城北的馬市上,“金胡記”的一幫夥計打開欄門,將一大批馬引了出來。
旁邊的友商見了,不禁招呼道:“胡掌櫃,去送貨啊?”
胡掌櫃笑呵呵地說道:“是啊。陳東家的商隊又擴張了,得要一批馬,我這就給他送去。”
這位胡掌櫃就是之前山中的那位首領了,他本名胡浜,平日裡就是以馬販的身份潛伏在昌樂縣的。如今東海國商業發達,民間對馬匹的需求量很大,像他這樣百多匹馬的小馬商比比皆是,沒什麼起眼的。
如今又打仗了,對馬匹的需求也隨之增長,友商最近也生意興旺,對他這種傾欄而出的舉動並不覺得奇怪,只是羨慕地說道:“真是好大一筆單子,胡掌櫃可真是發財了。”
“借趙掌櫃吉言了!”胡浜對他一抱拳,翻身上馬,又看了看友商的馬欄,舔了舔嘴脣,道:“等這批馬賣空,一時也進不了貨,說不定還得請趙兄勻一點過來。”
趙掌櫃臉上立刻露出喜色:“那便謝胡掌櫃照應了!”
“好說,那我這便去了!”
胡浜帶着馬羣離開,又回頭看了一眼熙熙攘攘的馬市。這一百多匹馬雖然夠一人一匹,但長期作戰的話還是嫌少了點,等回頭起事了,就先把這馬市給奪下來……
他們先向東走了一陣子,繞開城區,又轉向南,沿着城區邊緣的新路往南邊的山區趕去。
昌樂有一舊一新兩圈城牆,但都很狹小,容納不下日益增長的城市。現在的城區早已超出了城牆的範圍,在外圍一攤攤地散佈着,幾乎毫無防備。
胡浜感嘆道:“過了這麼多年好日子,東海人早就失去戒備心了。也正好,可以殺他們一個措手不及!”
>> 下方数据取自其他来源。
PR #1472, opened 2021-06-25
Improved well error/warning messages 

### LINKED ISSUE #1469: [Bug] Perforation transmissibility and perforation moving in parallel run
Please find the attached test dataset with one horizontal well(3 perforations)
[test_hwells.zip](https://github.com/GEOSX/GEOSX/files/6713585/test_hwells.zip)

test1: non parallel run geosx -i test_hwells1.xml 
image
image
CO2 is not supposed to be injected through perforation 2 because second perforation has transmissiblity=0

test2: same dataset with transmissiblity =0 for perforation 2  and run it in parallel:  mpirun -np 9 geosx -i test_hwells1.xml -x 3 -y 3 -z 1
paraview reports error in calculation and no results found. It seems the "transmissiblity =0" crashed vtk results in parallel run mode

test3: remove transmissibility  from perforation 2 and run it in parallel:  mpirun -np 9 geosx -i test_hwells1.xml -x 3 -y 3 -z 1
image
Geosx log shows
"Moving perforation #1 of well wellInjector1 from { 5025, 4824, 28.82 } to { 5025, 5024, 28.82 } to make sure that no well element is shared between two MPI ranks
Moving perforation #2 of well wellInjector1 from { 5025, 4624, 28.82 } to { 5025, 5024, 28.82 } to make sure that no well element is shared between two MPI ranks
".
and only one perforation left in reservoir
image

This is an unexpected behavior. Perforations are not supposed to be moved(merged?) because the whole well doesn't cross partitions.
image

Please review and fix it in future release if it's confirmed as bug.

francoishamon:
Fixes #1469 

This PR clarifies the warning that is output when a user tries to define a well with multiple perforations in the same well element message. The current message is a little bit cryptic, so I propose the following one:
```
The GEOSX wells currently have the following limitation in parallel:                                                                                                                                            
We cannot allow an element of the well mesh to have two or more perforations associated with it.                                                                                                                
So, in the present simulation, perforation #2 of well wellInjector1 is moved from { 5025, 4624, 28.82 } to { 5025, 5024, 28.82 } to make sure that no element of the well mesh has two perforations associated \
with it.                                                                                                                                                                                                        
To circumvent this issue, please increase the value of "numElementsPerSegment" that controls the number of (uniformly distributed) well mesh elements per segment of the well polyline.                         
Our recommendation is to choose "numElementsPerSegment" such that each well mesh element has at most one perforation.
```
The reason for not allowing two perforations in the same well mesh element is that these two perforations could be connected to two reservoir cells on different MPI partitions, which would break the logic of the well mesh partitioning.

This PR also clarifies the behavior of the well generator when the user provides a well transmissibility equal to zero (which we do not encourage). Currently, if a user sets the transmissibility to zero, GEOSX is silently recomputing the transmissibility using the Peaceman formula. With this PR, GEOSX will output the following warning:
```
Warning! A perforation is defined with a zero transmissibility!                                                                                                                                                
The simulation is going to proceed with this zero transmissibility,                                                                                                                                             
but a better strategy to shut down a perforation is to remove to <Perforation> block from the XML
```
and proceed with the simulation.

### DIFF
--- a/src/coreComponents/mesh/PerforationData.cpp
+++ b/src/coreComponents/mesh/PerforationData.cpp
@@ -126,8 +126,12 @@ void PerforationData::computeWellTransmissibility( MeshLevel const & mesh,
 
     // if the well transmissibility has been read from the XML
     // then skip the computation of the well transmissibility carried out below
-    if( m_wellTransmissibility[iperf] > 0 )
+    if( m_wellTransmissibility[iperf] >= 0 )
     {
+      GEOSX_LOG_RANK_IF( isZero( m_wellTransmissibility[iperf] ),
+                         "\n \nWarning! A perforation is defined with a zero transmissibility! \n"
+                         << "The simulation is going to proceed with this zero transmissibility,\n"
+                         << "but a better strategy to shut down a perforation is to remove the <Perforation> block from the XML\n \n" );
       continue;
     }
 
--- a/src/coreComponents/mesh/PerforationData.cpp
+++ b/src/coreComponents/mesh/PerforationData.cpp
@@ -128,10 +128,11 @@ void PerforationData::computeWellTransmissibility( MeshLevel const & mesh,
     // then skip the computation of the well transmissibility carried out below
     if( m_wellTransmissibility[iperf] >= 0 )
     {
+      WellElementRegion const & wellRegion = dynamicCast< WellElementRegion const & >( wellElemSubRegion.getParent().getParent() );
       GEOSX_LOG_RANK_IF( isZero( m_wellTransmissibility[iperf] ),
-                         "\n \nWarning! A perforation is defined with a zero transmissibility! \n"
-                         << "The simulation is going to proceed with this zero transmissibility,\n"
-                         << "but a better strategy to shut down a perforation is to remove the <Perforation> block from the XML\n \n" );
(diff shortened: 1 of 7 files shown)


src/coreComponents/mesh/PerforationData.cpp
```diff
@@ -126,8 +126,12 @@ void PerforationData::computeWellTransmissibility( MeshLevel const & mesh,
 
     // if the well transmissibility has been read from the XML
     // then skip the computation of the well transmissibility carried out below
-    if( m_wellTransmissibility[iperf] > 0 )
+    if( m_wellTransmissibility[iperf] >= 0 )
     {
+      GEOSX_LOG_RANK_IF( isZero( m_wellTransmissibility[iperf] ),
+                         "\n \nWarning! A perforation is defined with a zero transmissibility! \n"
```
TotoGaz, line 132: Is there a way to tell which one?
If not, it's OK.

TotoGaz (approved):

src/coreComponents/mesh/PerforationData.cpp
francoishamon: Yes, I modified this error message to show which well has the zero transmissibility. I also updated the error messages in various places in the well construction code.

francoishamon:
I am merging this PR since it is primarily about error messages and does not break the integrated tests.

PR #1486, opened 2021-07-09
Consider confining stress on SIF calculation and fracture propagation

WuHuiLLNL:
In the presence of confining stress, a negative aperture might be possible in the SIF calculation of the SurfaceGenerator.cpp. Since the SIF equation (tipNodeSIF = pow( (fabs...) always give a positive value, the SIF will be extremely large under high confining stress, and the fracture will propagate, which is unphysical.

We manually multiply the SIF by -1 in case of negative aperture to avoid fracture propagation under very high confining stress.


rrsettgast (approved):

src/coreComponents/physicsSolvers/surfaceGeneration/SurfaceGenerator.cpp
```diff
@@ -3042,6 +3042,11 @@ void SurfaceGenerator::calculateNodeAndFaceSif( DomainPartition & domain,
           tipNodeSIF = pow( (fabs( tipNodeForce[0] * trailingNodeDisp[0] / 2.0 / tipArea ) + fabs( tipNodeForce[1] * trailingNodeDisp[1] / 2.0 / tipArea )
                              + fabs( tipNodeForce[2] * trailingNodeDisp[2] / 2.0 / tipArea )), 0.5 );
 
+          if ( LvArray::tensorOps::AiBi< 3 >( trailingNodeDisp, faceNormalVector ) < 0.0)  //In case the aperture is negative with the presence of confining stress.
```
rrsettgast, line 3045:
```suggestion
          if( LvArray::tensorOps::AiBi< 3 >( trailingNodeDisp, faceNormalVector ) < 0.0 )  //In case the aperture is negative with the presence of confining stress.
```

PR #1487, opened 2021-07-11
Proposal for type dispatch

klevzoff:
This PR proposes a replacement for `rtTypes::ArrayTypeLambda[1,2]`. It doesn't go as far as https://github.com/GEOSX/GEOSX/issues/844 (inverting the dispatch from types to operations), but gets rid of a single point of dispatch in favor of allowing callers to customize their dispatch type lists however they want. This approach inspired in part by [VTK array dispatch](https://vtk.org/doc/nightly/html/VTK-7-1-ArrayDispatch.html). It also gets rid of `rtTypes::TypeIDs` enum.

In short, it consists of two parts:
  * A generic dispatch function that accepts a list of types to dispatch on, a runtime `std::type_index` and a lambda. I've implemented two methods of dispatch: a function pointer table approach (similar to `std::visit` implementations, but simpler because we only have one type to dispatch on), and a simple recursive approach with nested `if` checks; we can decide which method works better for us.
  * Facilities for callers to easily construct type lists to provide to the dispatch function, as well as some "standard" type lists matching what `ArrayTypeLambda` used to have. To that end, I use `camp`'s metaprogramming tools to construct type lists like `camp::list< Array< real64, 2, RAJA::PERM_IJ >, ... >` from just a list of desired value types and dimension numbers. Most callers will only ever use "standard" type list aliases like `types::RealArrays` (e.g. for boundary conditions) or `types::StandardArrays` (for most other generic array handling), but this leaves opportunity for customization.

Typical usage is not much different from current, aside from providing a type list as an extra argument:
```c++
types::dispatch( types::StandardArrays{}, wrapper.getTypeId(), true, [&]( auto array )
{
  using ArrayType = decltype( array );
  // cast and do things with typed wrapper/array
}
```

Compile times (`time make -j8 geosx` from clean build dir):
  * develop
```
real	3m32.800s
user	22m50.415s
sys	0m47.037s
```
  * this PR
```
real	3m16.258s
user	21m27.504s
sys	0m45.222s
```

Resolves https://github.com/GEOSX/GEOSX/issues/756


src/coreComponents/common/TypeDispatch.hpp
```diff
@@ -0,0 +1,341 @@
...
+  return false;
+}
+
+template< typename LAMBDA >
+bool dispatchViaTable( TypeList<>,
+                       std::type_index const type,
+                       LAMBDA && lambda )
+{
+  // Needed to avoid constructing an zero-size array
+  GEOSX_UNUSED_VAR( type, lambda )
```
corbett5, line 279: Do we actually use this somewhere?

src/coreComponents/common/TypeDispatch.hpp
```diff
@@ -0,0 +1,341 @@
...
+  return false;
+}
+
+template< typename ... Ts, typename LAMBDA >
+std::enable_if_t< ( sizeof...( Ts ) <= 32 ), bool >
```
corbett5, line 284: I feel like we should pick one and just use it. I don't really care which one.

src/coreComponents/fieldSpecification/FieldSpecificationBase.hpp
```diff
@@ -676,261 +562,19 @@ void FieldSpecificationBase::applyFieldValue( SortedArrayView< localIndex const
...
-                                                             typename LAI::ParallelMatrix & matrix,
-                                                             typename LAI::ParallelVector & rhs ) const
-{
-  dataRepository::WrapperBase const & wrapperBase = dataGroup.getWrapperBase( fieldName );
-  std::type_index typeIndex = std::type_index( wrapperBase.getTypeId());
-  arrayView1d< globalIndex const > const & dofMap = dataGroup.getReference< array1d< globalIndex > >( dofMapName );
-  integer const component = getComponent();
 
-  rtTypes::applyArrayTypeLambda1( rtTypes::typeID( typeIndex ), [&]( auto type )
+  // This function is used in setting boundary/initial conditions on simulation fields.
```
corbett5, line 566: This is so much better.

corbett5 (approved):
This is awesome! Now I just gotta read up on all those nifty camp features...

rrsettgast (approved):
@klevzoff wins infrastructure PR of the month.

src/coreComponents/common/TypeDispatch.hpp
```diff
@@ -0,0 +1,341 @@
...
+ *
+ * Collection of tools to help dispatch templated functions on types
+ */
+
+#ifndef GEOSX_COMMON_TYPEDISPATCH_HPP
+#define GEOSX_COMMON_TYPEDISPATCH_HPP
+
+#include "common/DataTypes.hpp"
+
+#include <camp/camp.hpp>
```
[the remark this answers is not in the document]
corbett5: TPL's should be with `<>`. AFAIK the only real difference is that warnings are silenced for them.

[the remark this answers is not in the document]
klevzoff: We seem to have a mix of both styles sprinkled around various parts of the code (even within the same component, e.g. `linearAlgebra`). If we were to standardize/cleanup these, I would vote for `<>` because it searches in `-I` directories only which seems appropriate for TPLs, whereas `""` also searches in current and parent directories.
https://gcc.gnu.org/onlinedocs/cpp/Include-Syntax.html

src/coreComponents/common/TypeDispatch.hpp
klevzoff: I would pick table dispatch then, since it has more predictable runtime (and probably compile-time) cost and better stack traces.

src/coreComponents/common/TypeDispatch.hpp
klevzoff: Only in unit tests :)

corbett5: If we don't see a need for it in the main code I'd replace the body of the function with a static_assert, just so that you get a decent compilation error instead of something gross.

src/coreComponents/common/TypeDispatch.hpp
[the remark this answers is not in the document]
corbett5: The one thing is that sometimes it takes a bit of manipulation to force a TPL added from CMake's `find_package` to treat it's includes as system. I think it's worth the effort.

PR #1489, opened 2021-07-13
Unify interfaces of FEM and VEM classes

andrea-borio:


src/coreComponents/finiteElement/elementFormulations/FiniteElementBase.hpp
```diff
@@ -79,18 +82,117 @@ class FiniteElementBase
...
+   */
+  struct Initialization
+  {
+    /**
+     * Constructor
+     */
+    GEOSX_HOST_DEVICE
+    Initialization()
+    {}
+  };
```
francoishamon, line 114: Given what you are going to store in this `struct` (geometry and topology of all the cells) for VEM, something like `MeshData` or `MeshInfo` would be a more descriptive name. And then you would keep the `initialize` for the function that fills this mesh data. Or do you think this `struct` could later also be used for non-mesh data in the future?

src/coreComponents/finiteElement/elementFormulations/FiniteElementBase.hpp
```diff
@@ -79,18 +82,117 @@ class FiniteElementBase
...
+  /**
+   * @struct Initialization
+   * @brief Variables used to initialize the class.
+   */
+  struct Initialization
+  {
+    /**
+     * Constructor
+     */
+    GEOSX_HOST_DEVICE
```
francoishamon, line 111: Is this flag needed on the constructor? Do you plan to instantiate this object in a kernel? If not you can probably remove it

src/coreComponents/finiteElement/elementFormulations/H1_Hexahedron_Lagrange1_GaussLegendre2.hpp
```diff
@@ -86,16 +88,69 @@ class H1_Hexahedron_Lagrange1_GaussLegendre2 final : public FiniteElementBase
...
+
+  /**
+   * @brief Empty initialization method.
+   * @param nodeManager The node manager.
+   * @param edgeManager The edge manager.
+   * @param faceManager The face manager.
+   * @param cellSubRegion The cell sub-region for which the element has to be initialized.
+   * @param initialization Object that holds initialization properties.
+   */
+  GEOSX_HOST_DEVICE
```
francoishamon, line 135: Here, if I understood well how the initialization `struct` is going to be used, you may not need this flag either.

src/coreComponents/unitTests/virtualElementTests/testConformingVirtualElementOrder1.cpp
```diff
@@ -176,51 +205,33 @@ static void testCellsInMeshLevel( MeshLevel const & mesh )
...
-                                                cellToNodeMap, cellCenters,
-                                                basisData );
-    checkSumOfQuadratureWeights< VEM >( cellVolumes[cellIndex],
-                                        basisData );
-  }
+    checkIntegralMeanConsistency< VEM >( virtualElement, stack );
+    checkIntegralMeanDerivativesConsistency< VEM >( virtualElement, stack );
+    checkStabilizationMatrixConsistency< VEM >( nodesCoords, cellIndex, cellToNodeMap,
+                                                cellCenters, virtualElement, stack );
+    checkSumOfQuadratureWeights< VEM >( cellVolumes[cellIndex], stack );
```
francoishamon, line 230: If these checks fail when CUDA is on, is this unit test actually going to report a failure? I am asking because I noticed that you `ifndef`'ed out all the `EXPECT_TRUE` in these functions. I am not sure, it is just something to double-check.

src/coreComponents/virtualElement/ConformingVirtualElementOrder1.hpp
```diff
@@ -169,8 +307,8 @@ class ConformingVirtualElementOrder1 final : public VirtualElementBase
           diameter = candidateDiameter;
         }
       }
-      diameter = LvArray::math::sqrt< real64 >( diameter );
     }
+    diameter = LvArray::math::sqrt< real64 >( diameter );
     return diameter;
```
francoishamon, line 312:
```suggestion
    return LvArray::math::sqrt< real64 >( diameter );
```

src/coreComponents/virtualElement/ConformingVirtualElementOrder1.hpp
```diff
@@ -197,11 +335,64 @@ class ConformingVirtualElementOrder1 final : public VirtualElementBase
...
```
francoishamon, line 340:
```suggestion
    return LvArray::math::sqrt< real64 >( diameter );
```

francoishamon (approved):
These changes look good to me (but I only have a superficial knowledge of the finite-element library). Thanks @andrea-borio

PR #1497, opened 2021-07-16
XML Redundancy Tool

cssherman:


cssherman:
The updated xml files in this PR need to be checked to see if we want to add any additional attributes to the redundancy whitelist:

- component (this shows up a lot where we apply a BC to the 0th component of a vector)

rrsettgast:
Nice!

sytuannguyen:
This xml tool is so nice! Is it possible to generate xml from simple geometrical/physical description of a given problem?

joshua-white (approved):
This is awesome.

PR #1499, opened 2021-07-17
Replace element type strings with enum

klevzoff:
Resolves https://github.com/GEOSX/GEOSX/issues/1088


src/coreComponents/fileIO/Outputs/BlueprintOutput.cpp
```diff
@@ -38,17 +38,54 @@ namespace internal
...
+    { return { 1, 0, 2, 3 };}
+    case ElementType::Pyramid:
+    { return { 0, 3, 2, 1, 4, 0, 0, 0 };}
+    case ElementType::Prism:
+    { return { 0, 4, 2, 1, 5, 3, 0, 0 };}
+    case ElementType::Hexahedron:
+    { return { 0, 1, 3, 2, 4, 5, 7, 6 };}
+    case ElementType::Polyhedron:
+    { return { 0, 1, 2, 3, 4, 5, 6, 7, 8, 9, 10, 11, 12 };                             // TODO
+    }
```
klevzoff, line 82: Uncrustify is absolutely ruining it.. objections to allowing un-braced case statements? E.g.
```c++
case A: return 1;
case B: return 2;
```

src/coreComponents/mesh/ElementSubRegionBase.hpp
```diff
@@ -19,19 +19,49 @@
...
+              "BEAM",
+              "C2D3",
+              "C2D4",
+              "Polygon",
+              "C3D4",
+              "C3D5",
+              "C3D6",
+              "C3D8",
+              "Polyhedron" );
+
```
rrsettgast, line 64: Do you think this would be better in its own header? I don't know that this information would ever be useful outside the context of the subregion?

rrsettgast (approved):

src/coreComponents/mesh/ElementSubRegionBase.hpp
klevzoff: I moved it into its own header. It can probably reduce the include graph in a few places... for example in `FiniteElementDiscretization.hpp`

src/coreComponents/fileIO/Outputs/BlueprintOutput.cpp
rrsettgast: I think I was trying to avoid unbraced multi-line case statements. I don't think there is any sort of real issue with relaxing the formatting for this...I recall wanting to be consistent with always having if-statments braced. I have no objection to what you have done.

PR #2973, opened 2022-12-19
Open experiments automatically once setup is done

sroy3:
Part of #2793 

(demo is faked to show what happens when all conditions are met)

https://user-images.githubusercontent.com/3683420/208518078-e7e920c5-7411-4455-9017-b25105d1676d.mov

### DIFF
--- a/extension/src/experiments/index.ts
+++ b/extension/src/experiments/index.ts
@@ -41,6 +41,7 @@ import { createTypedAccumulator } from '../util/object'
 import { pickPaths } from '../path/selection/quickPick'
 import { Toast } from '../vscode/toast'
 import { ConfigKey } from '../vscode/config'
+import { setContextValue } from '../vscode/context'
 import { checkSignalFile } from '../fileSystem'
 import { DVCLIVE_ONLY_RUNNING_SIGNAL_FILE } from '../cli/dvc/constants'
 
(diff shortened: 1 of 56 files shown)


extension/src/experiments/index.ts
```diff
@@ -497,6 +502,9 @@ export class Experiments extends BaseRepository<TableData> {
   }
 
   public getHasData() {
```
mattseddon, line 504: you might be able to use this here:
```
if (this.deferred.state === 'none'){
    return false
}
```

extension/src/experiments/workspace.ts
```diff
@@ -28,13 +29,15 @@ export class WorkspaceExperiments extends BaseWorkspaceWebviews<
   public readonly updatesPaused: EventEmitter<boolean>
 
   private readonly checkpointsChanged: EventEmitter<void>
+  private readonly hasDataChanged: EventEmitter<void>
```
mattseddon, line 32: Might make things easier if you listen to `WorkspaceExperiments.columnsChanged.event` in the Extension instead of injecting this in. (or create `onDidChangeExperimentColumns` and listen to that)

extension/src/extension.ts
```diff
@@ -152,6 +152,14 @@ export class Extension extends Disposable implements IExtension {
       )
     )
 
+    const onHasData = this.experiments.columnsChanged.event
```
mattseddon, line 155: [N] completely undocumented naming convention is `onDidChangeHasData`

mattseddon (approved):
Dawned on me last night that we need to consider what happens when the CLI is installed but below the minimum expected version 😢.

PR #2990, opened 2022-12-22
Direct users to setup webview from warning popups

mattseddon:
# 2/2 `main` <- #2944 <- this

This is the first step in integrating the Setup webview with existing user flows. We are now: 

1. Suppressing warning toast messages whenever the webview is open.
3. Directing users to the webview from the toast messages.

### Demo

https://user-images.githubusercontent.com/37993418/209039258-6347c813-6d05-4011-85b9-3ec4c2a497f9.mov

(no stray toast)

https://user-images.githubusercontent.com/37993418/209039397-25976d88-2168-4319-bc42-65d48a3f4eab.mov

PR #2992, opened 2022-12-22
Patch CLI incompatible path for onboarding

mattseddon:
# 3/3 `main` <- #2944 <- #2990 <- this

This PR patches an edge case where the onboarding process can be opened under the circumstances of the CLI being below the minimum version accepted by the extension. Under these circumstances, we direct the user to a new screen (see new story).

### Demo

https://user-images.githubusercontent.com/37993418/209054132-dc2590a3-a3fd-4a86-ae16-ad303ddb2c96.mov

### DIFF
--- a/extension/src/cli/dvc/constants.ts
+++ b/extension/src/cli/dvc/constants.ts
@@ -1,9 +1,5 @@
 import { join } from 'path'
 
-export const MIN_CLI_VERSION = '2.30.0'
-export const LATEST_TESTED_CLI_VERSION = '2.38.0'
-export const MAX_CLI_VERSION = '3'
-
 export const UNEXPECTED_ERROR_CODE = 255
 
 export const TEMP_PLOTS_DIR = join('.dvc', 'tmp', 'plots')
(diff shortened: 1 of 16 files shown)


extension/src/cli/dvc/constants.ts
```diff
@@ -1,9 +1,5 @@
 import { join } from 'path'
 
-export const MIN_CLI_VERSION = '2.30.0'
```
mattseddon, line 3: [F] Could not import this into the webview from here because path is not available and it brought the whole thing down

webview/src/setup/components/CliIncompatible.tsx
```diff
@@ -0,0 +1,14 @@
...
+import { MIN_CLI_VERSION } from 'dvc/src/cli/dvc/contract'
+import { EmptyState } from '../../shared/components/emptyState/EmptyState'
+
+export const CliIncompatible: React.FC = () => (
+  <EmptyState>
+    <div>
+      <h1>DVC is incompatible</h1>
+      <p>The located CLI is incompatible with the extension</p>
+      <p>The minimum version is {MIN_CLI_VERSION}</p>
+      <p>Please update your install and try again</p>
```
julieg18, line 11: Would it be a good idea to add a button here that installs the latest version of DVC? Like we have in `CliUnavailable`?

julieg18 (approved):
Looks good!

webview/src/setup/components/CliIncompatible.tsx
mattseddon: The idea here is that this person should not be going through onboarding if they already have the CLI installed and the version is below the minimum required version. There are too many combinations that we would need to cater for (e.g what if CLI is installed globally). This patch at least avoids us showing something confusing.

Issue #2947, opened 2022-12-15
Onboarding to Git


dberenbaum:
If I try to initialize DVC through the extension but I'm not in a Git repo, it fails and gives ugly error messages. Can it instead explain that this is a prerequisite and either initialize Git or instruct the users on how to do so?

<img width="555" alt="Screenshot 2022-12-15 at 9 32 11 AM" src="https://user-images.githubusercontent.com/2308172/207887278-1a1c9331-b157-44c1-863e-7f8738a9cb7b.png">

<img width="1066" alt="Screenshot 2022-12-15 at 9 32 22 AM" src="https://user-images.githubusercontent.com/2308172/207887286-f96e2e98-697a-451b-8935-3936da2b3a11.png">

dberenbaum:
Also, after then initializing DVC, it might be helpful to guide the user to committing that setup, both as a general good practice and because the experiments onboarding experience will fail in a repo with no commits.

shcheklein:
This is heavily depends on DVC (ugly message it's a bug in DVC I think cc @skshetry ). Being able to show something more reasonable - DVC should be returning it probably in a bit more structured way (error code?)

dberenbaum:
DVC could structure the error more if that's the best way for the extension to detect if the user is in a Git repo, but can the extension detect the lack of `.git` earlier and suggest `git init` before `dvc init` (or do them in tandem when needed)?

到了山腳,其餘暗線已經在指定地點等着了。胡浜上去一點檢,果然人數不多不少,欣慰地說道:“好!都是忠心之士,大元必不會虧待各位的家人的!話不多說,我們這就去開啓武庫,選趁手的傢伙!”
“萬勝!”阿翰帶頭喊道,其餘人也跟着喊了起來。
胡浜壓了壓他們的聲音,留人看住馬,然後就引剩下的人往山中走去。他們走過一條與昨日不同的小路,又挖開一個地窖,將一個個箱子起出來,露出裡面琳琅滿目的各種兵器。
阿翰驚喜地從中拿起一把鳥槍:“居然有這麼多火器,胡頭,厲害啊!”
胡浜哈哈笑道:“肯出錢,總能搞到的。不過彈藥不多,得省着用,先選把刀槍,火器等迫切的時候再用吧。”
東海國對火器是有管制的,一般只允許有證的公民持槍。但隨着公民人數的增長,以及其他渠道的交流,黑市上還是流出了不少火器,就被胡浜收集到一批。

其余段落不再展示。